Let’s get the rest of the information:

pub.setTitle(df_pub['Title'].iloc[0])
pub.setJournal(df_pub['Journal'].iloc[0])
pub.setYear(int(df_pub['Year'].iloc[0]))
pub.setVolume(str(df_pub['Volume'].iloc[0]))
pub.setPages(str(df_pub['Pages'].iloc[0]))
pub.setDOI(df_pub['DOI'].iloc[0])
pub.setUrls([df_pub['URL'].iloc[0]])
pub.setCiteKey(df_pub['CitationKey'].iloc[0])

Let’s add our publication objet to the dataset:

dsl.setPublications([pub])

Funding Metadata¶

Let’s add information about the funding from df_fund. First let’s grab the names of all the grants.

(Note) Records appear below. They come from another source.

PR #1703, opened 2024-10-21
feat(core, sequencer)!: make native asset optional

SuperFluffy:
## Summary
Makes setting a native asset optional.

## Background
Native assets are a remnant of sequencer that is now deeply entrenched in how it runs (whitebox) tests. While we don't want to set a native assets, in mainnet, it is too big a lift to remove them at this point.

## Changes
- Change genesis validation to permit empty native assets.
- Update account chain init to only require native assets if accounts are set.
- Remove native asset lookup from querying assets (this can be done via looking up all ibc assets.

## Testing
The absence of native assets is not tested as of this patch. All tests still function with native assets set.

A proper test would follow these steps:
1. Spin up a test net without native assets, accounts, or permitted fee assets set
2. Bridge in an IBC asset via an ics20 transfer
3. Set a permitted fee asset to the bridged asset
4. Execute transactions.

## Breaking Changelist
This is marked as breaking since a node with before this change would reject an empty native asset in its genesis while a node after this patch would initialize successfully.

However, this is mild breakage because both nodes would not form a network in the first place.


crates/astria-sequencer/src/accounts/component.rs
```diff
@@ -29,14 +29,16 @@ impl Component for AccountsComponent {
...
-            .wrap_err("failed to read native asset from state")?;
-        for account in app_state.accounts() {
-            state
-                .put_account_balance(&account.address, &native_asset, account.balance)
-                .wrap_err("failed writing account balance to state")?;
+        if !app_state.accounts().is_empty() {
+            let native_asset = state
+                .get_native_asset()
+                .await
+                .wrap_err("failed to read native asset from state")?;
```
joroshiba, line 36: Will this fail if we didn't set the native asset?

SuperFluffy: Yes: we only set the native asset during init chain. It is our only way to get the native asset into the state.

So if we don't set it, then this call will return an error.

crates/astria-sequencer/src/accounts/query.rs
```diff
@@ -55,21 +55,12 @@ async fn get_trace_prefixed_account_balances<S: StateRead>(
     let stream = state
         .account_asset_balances(address)
         .map_ok(|asset_balance| async move {
-            let native_asset = state
```
SuperFluffy, line 58: Note on this change: getting the native asset here was never necessary and unnecessarily complicates the code.

joroshiba (approved):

def parse_grants(grant_string):
    result = []
    # Split different grant groups using semicolon
    groups = grant_string.split(';')
    
    for group in groups:
        group = group.strip()
        # Match prefix followed by space or hyphen, then numbers
        match = re.match(r'([A-Z]{3})[\s-]+(.+)', group)
        if match:
            prefix = match.group(1)
            number_part = match.group(2)
            numbers = re.findall(r'\d+', number_part)
            result.extend([f'{prefix}-{num}' for num in numbers])
    
    return result


grants = parse_grants(df_fund['FundingGrant'].iloc[0])
grants

['MGG-0752091', 'MGG-1502832', 'MGG-1836645', 'EAR-1347213']

Let’s create a Funding object and add it to the Dataset:

fund = Funding()
fund.setFundingAgency(df_fund['FundingAgency'].iloc[0])
fund.setGrants(grants)

dsl.setFundings([fund])

Geographic Metadata¶

Let’s add information about the location associated with the dataset from df_geo. Since the location is a Point, we can use the min Latitude/Longitude/Elevation to set that into the LiPD dataset. To do so, we need to create a Location object:

loc = Location()

loc.setLatitude(str(df_geo['MinLatitude'].iloc[0]))
loc.setLongitude(str(df_geo['MinLongitude'].iloc[0]))
loc.setElevation(str(df_geo['MinElevation'].iloc[0]))
loc.setSiteName(str(df_geo['SiteName'].iloc[0]))
loc.setLocationName(str(df_geo['LocationName'].iloc[0]))

dsl.setLocation(loc)

PaleoData Metadata¶

Let’s enter the information relating to the paleoData. The data itself is stored in df_data while the metadata information about the variables is in df_var. Let’s first create our PaleoData object.

paleodata = PaleoData()

Our next step is to create measurement tables in this object. To do so, we can use the DataTable object:

table = DataTable()

Now let’s add some information about the table such as the name and the value use for missing values in the data:

table.setFileName("paleo0measurement0.csv")
table.setMissingValue("NaN")

The next step is to add columns to our table. In other words, we need to create some variables.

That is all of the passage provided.